Task to complete »
Set down exactly the lines from the one containing "Why is this" through the end of the records below, both included, and nothing else.

Collected data
PR #1722, opened 2018-01-05
hal: Add unsafe resource memory binding methods for portability

msiglreith:


kvark:
Why is this needed for portability? Wouldn't the consumption of `UnboundImage` be easy to work around by just wrapping it in an `Option`-like enum?

msiglreith:
@kvark Sry, can't follow how this would look like. Would you mind elaborating?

Task output »
Why is this needed for portability? Wouldn't the consumption of `UnboundImage` be easy to work around by just wrapping it in an `Option`-like enum?

msiglreith:
@kvark Sry, can't follow how this would look like. Would you mind elaborating?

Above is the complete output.